You can install FPLOptimiseR from github with:

# install.packages("devtools")
devtools::install_github('Chrisjb/fploptimiser')

Usage

fetch data

Get the historic player data from the FPL API for your own analysis

library(FPLOptimiseR)

df <- fetch_player_data()

Get expected points (adjusting for xG, xA and xCS) data from understat

df_xp <- fetch_xg_data()

Get expected clean sheets calculated with understat data:

Xclean_sheets <- fetch_xCS()
team xCS_per_game_h xCS_per_game_a total_xCS value
Leicester 0.44 (8) 0.34 (8) 6.2 7 (0.8)
Liverpool 0.4 (8) 0.37 (8) 6.2 3 (-3.2)
Manchester City 0.4 (8) 0.31 (8) 5.6 5 (-0.6)
Manchester United 0.34 (8) 0.35 (8) 5.5 2 (-3.5)
Wolverhampton Wanderers 0.28 (8) 0.34 (8) 5.0 4 (-1)
Everton 0.32 (8) 0.25 (8) 4.6 3 (-1.6)
Tottenham 0.4 (8) 0.16 (8) 4.5 2 (-2.5)
Watford 0.32 (8) 0.23 (8) 4.3 4 (-0.3)
Sheffield United 0.36 (8) 0.18 (8) 4.3 5 (0.7)
Chelsea 0.42 (8) 0.12 (8) 4.3 3 (-1.3)
Burnley 0.3 (8) 0.22 (8) 4.2 5 (0.8)
Brighton 0.34 (8) 0.18 (8) 4.1 4 (-0.1)
Arsenal 0.16 (8) 0.31 (8) 3.7 2 (-1.7)
Crystal Palace 0.34 (8) 0.12 (8) 3.7 6 (2.3)
Bournemouth 0.24 (8) 0.2 (8) 3.5 0 (-3.5)
Southampton 0.2 (8) 0.2 (8) 3.2 2 (-1.2)
Aston Villa 0.22 (8) 0.09 (8) 2.5 3 (0.5)
Norwich 0.16 (8) 0.15 (8) 2.5 2 (-0.5)
Newcastle United 0.18 (8) 0.11 (8) 2.3 4 (1.7)
West Ham 0.11 (8) 0.07 (8) 1.4 4 (2.6)

optimise team

Optimise your team for a given formation, team value, and assumed bench value. You'll want to have chosen your bench already (there is little point in optimising players on your bench as they will not earn you points a lot of the time).
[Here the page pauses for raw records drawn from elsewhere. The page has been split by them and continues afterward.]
PR #1108, opened 2017-03-22
Update test_QCPSuperimposer.py

MaxGreil:
Moved tests from Bio/PDB/QCPSuperimposer/__init__.py to Tests/test_QCPSuperimposer.py, so the if __name__ statement can be removed from Bio/PDB/QCPSuperimposer/__init__.py.
Converted all tests in Tests/test_QCPSuperimposer.py to unittests. Tested all public methods in Bio/PDB/QCPSuperimposer/__init__.py, so Tests/output/test_QCPSuperimposer can be removed, too.
See biopython issue #820

### DIFF
--- a/Tests/test_QCPSuperimposer.py
+++ b/Tests/test_QCPSuperimposer.py
@@ -1,12 +1,15 @@
+# Copyright 2017 by Maximilian Greil. All rights reserved.
 # This code is part of the Biopython distribution and governed by its
 # license.  Please see the LICENSE file that should have been included
 # as part of this package.
 
-from __future__ import print_function
+import unittest
 
 try:
     from numpy import array
     from numpy import dot  # missing in old PyPy's micronumpy
+    from numpy import around
+    from numpy import array_equal
 except ImportError:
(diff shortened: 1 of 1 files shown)


peterjc:
The TravisCI check is failing where we check the style:

```
$ flake8 Tests/
Tests/test_QCPSuperimposer.py:25:1: E302 expected 2 blank lines, found 1
Tests/test_QCPSuperimposer.py:27:1: W293 blank line contains whitespace
Tests/test_QCPSuperimposer.py:28:5: E303 too many blank lines (2)
```

You should be able to check this locally if you first do ``pip install flake8``. The good news is that looks easy to fix.

peterjc:
One other small change, and this should be ready for me to merge - can you rename the test methods from things like ``testSet`` to ``test_set`` in order to follow PEP8 ("lowercase with words separated by underscores as necessary to improve readability") https://www.python.org/dev/peps/pep-0008/#method-names-and-instance-variables

(Also right now our ``run_tests.py`` only looks for methods ``test_``).

Issue #1112, opened 2017-03-24
test_NaiveBayes.py fails under PyPy3.5 v5.7 beta


peterjc:
See #953, on a branch I have modified ``setup.py`` to expect NumPy to be present under PyPy. This exposes a problem with hashing NumPy floats under the current latest version of PyPy3.

e.g. https://travis-ci.org/peterjc/biopython/jobs/214366116

```
======================================================================
ERROR: test_calculate_function_with_scale (test_NaiveBayes.NaiveBayesTest)
----------------------------------------------------------------------
Traceback (most recent call last):
  File "/home/travis/build/peterjc/biopython/Tests/test_NaiveBayes.py", line 77, in setUp
    self.model = NaiveBayes.train(self.xs, self.ys)
  File "/home/travis/build/peterjc/biopython/build/lib.linux-x86_64-3.5/Bio/NaiveBayes.py", line 204, in train
    nb.p_conditional[i][j] = _contents(values)
  File "/home/travis/build/peterjc/biopython/build/lib.linux-x86_64-3.5/Bio/NaiveBayes.py", line 38, in _contents
    counts[item] = counts.get(item, 0) + term
TypeError: 'numpy.float64' objects are unhashable
======================================================================
ERROR: test_calculate_function_wrong_dimensionality (test_NaiveBayes.NaiveBayesTest)
----------------------------------------------------------------------
Traceback (most recent call last):
  File "/home/travis/build/peterjc/biopython/Tests/test_NaiveBayes.py", line 77, in setUp
    self.model = NaiveBayes.train(self.xs, self.ys)
  File "/home/travis/build/peterjc/biopython/build/lib.linux-x86_64-3.5/Bio/NaiveBayes.py", line 204, in train
    nb.p_conditional[i][j] = _contents(values)
  File "/home/travis/build/peterjc/biopython/build/lib.linux-x86_64-3.5/Bio/NaiveBayes.py", line 38, in _contents
    counts[item] = counts.get(item, 0) + term
TypeError: 'numpy.float64' objects are unhashable
======================================================================
ERROR: test_classify_function (test_NaiveBayes.NaiveBayesTest)
----------------------------------------------------------------------
Traceback (most recent call last):
  File "/home/travis/build/peterjc/biopython/Tests/test_NaiveBayes.py", line 77, in setUp
    self.model = NaiveBayes.train(self.xs, self.ys)
[...]

Issue #953, opened 2016-10-07
Review status of NumPy in PyPy


peterjc:
Last time we looked at this, PyPy's reimplementation of NumPy was very incomplete - missing things like linear algebra support - but they have been making steady improvement, see http://buildbot.pypy.org/numpy-status/latest.html and https://morepypy.blogspot.co.uk/search/label/numpy

Note according to https://bitbucket.org/pypy/numpy they do not yet support NumPy under PyPy for Python 3.

Part of this would be installing PyPy's NumPy port under TravisCI.

Note it looks like there it now no need to modify the imports,

```
$ pypy
Python 2.7.10 (c95650101a99, Sep 06 2016, 10:37:47)
[PyPy 5.4.1 with GCC 4.2.1 Compatible Apple LLVM 5.1 (clang-503.0.40)] on darwin
Type "help", "copyright", "credits" or "license" for more information.
>>>> import numpy
>>>> numpy.__version__
'1.10.0'
>>>> quit()
```

This is still not going to work with our C code using NumPy, so things like `Bio.Cluster` would not be expected to work.

peterjc:
Things are looking pretty good, ``test_PDB.py`` passes for example:

```
$ pypy setup.py test
running test
Python version: 2.7.10 (c95650101a99, Sep 06 2016, 10:37:47)
[PyPy 5.4.1 with GCC 4.2.1 Compatible Apple LLVM 5.1 (clang-503.0.40)]
Operating system: posix darwin
test_Ace ... ok
test_AlignIO ... ok
test_AlignIO_ClustalIO ... ok
test_AlignIO_EmbossIO ... ok
test_AlignIO_FastaIO ... ok
test_AlignIO_PhylipIO ... ok
test_AlignIO_convert ... ok
test_AlignInfo ... ok
test_Application ... ok
test_BWA_tool ... ok
test_BioSQL_MySQLdb ... skipping. BioSQL test configuration file biosql.ini missing (see biosql.ini.sample)
test_BioSQL_MySQLdb_online ... skipping. BioSQL test configuration file biosql.ini missing (see biosql.ini.sample)
test_BioSQL_mysql_connector ... skipping. BioSQL test configuration file biosql.ini missing (see biosql.ini.sample)
test_BioSQL_mysql_connector_online ... skipping. BioSQL test configuration file biosql.ini missing (see biosql.ini.sample)
[...]

PR #126, opened 2012-12-11
pypy support for Bio.PDB

diegozea:
I'm pypy you can't import Bio.PDB after import numpypy because linalg is not implemented. This lines solves the problem (for using the rest of the module until linalg support in numpypy):

```
try:
    # Superimpose atom sets
    from Superimposer import Superimposer
    # Kolodny et al.'s backbone libraries
    from FragmentMapper import FragmentMapper
except:
    # Problem with pypy, don't support for numpy.linalg
    pass
```

For example, this is one of the errors (from FragmentMapper) before the try block:

```
dzea@deepthought:~/databases/Uniprot$ pypy2.0 
Python 2.7.3 (7e4f0faa3d51, Nov 16 2012, 15:53:25)
[PyPy 2.0.0-beta1 with GCC 4.6.3] on linux2
Type "help", "copyright", "credits" or "license" for more information.
And now for something completely different: ``PyPy 1.3 released''
>>>> import numpypy
>>>> from Bio import PDB
Traceback (most recent call last):
  File "<console>", line 1, in <module>
  File "/home/dzea/bin/pypy-2.0-beta1/site-packages/Bio/PDB/__init__.py", line 67, in <module>
    from FragmentMapper import FragmentMapper
  File "/home/dzea/bin/pypy-2.0-beta1/site-packages/Bio/PDB/FragmentMapper.py", line 35, in <module>
    from Bio.SVDSuperimposer import SVDSuperimposer
  File "/home/dzea/bin/pypy-2.0-beta1/site-packages/Bio/SVDSuperimposer/__init__.py", line 8, in <module>
    from SVDSuperimposer import *
  File "/home/dzea/bin/pypy-2.0-beta1/site-packages/Bio/SVDSuperimposer/SVDSuperimposer.py", line 7, in <module>
    from numpy.linalg import svd, det
ImportError: No module named numpy.linalg

```

PR #1116, opened 2017-03-24
Enable NumPy code and most C code under PyPy

peterjc:
This would address #126 (``Bio.PDB`` under PyPy) and #953 (our NumPy code in general under PyPy).

Known issues which I believe are PyPy limitations:

- #1114 ``Bio.trie`` does not compile (and therefore still excluded in ``setup.py``)
- #1112 ``test_NaiveBayes.py`` fails under PyPy3.5 v5.7 beta

I have been testing with both PyPy2 v5.6 and the new release v5.7, plus also PyPy3.5 v5.7 beta.

I would like a second set of eyes on this before merging it, and thoughts on what to do with the Navie Bayes test? The simple answer is mark PyPy3 as an allowed failure under TravisCI...

### DIFF
--- a/.travis-tox.ini
+++ b/.travis-tox.ini
@@ -50,7 +50,8 @@ whitelist_externals =
     bash
     echo
 # Want to avoid overhead of compiling numpy or scipy:
-install_command = pip install --only-binary=numpy,scipy {opts} {packages}
+# (But must compile numpy for PyPy right now)
+install_command = pip install --only-binary=scipy {opts} {packages}
 deps =
     #Lines startings xxx: are filtered by the environment.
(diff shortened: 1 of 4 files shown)


peterjc:
It seems without the binary-only restriction, under Python 3.3 pip will fetch the latest NumPy which does not support Python 3.3.... simple answer is test that without NumPy. As an aside, we could look at dropping Python 3.3 support in Biopython too.

peterjc:
It was easy to specifically install NumPy 1.11.3 for Python 3.3.

With the ``test_NaiveBayes.py`` now being skipped if the ``numpy.float64`` is unhashable (#1112), this is quite a clean set of changes.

You can optimise your team based on maximising total points from the historic dataset (full season by default) or points per game ('points' or 'ppg' respectively). If using 'ppg' you will want to set a min_games value so that players with high points per game but with relatively few games played are avoided.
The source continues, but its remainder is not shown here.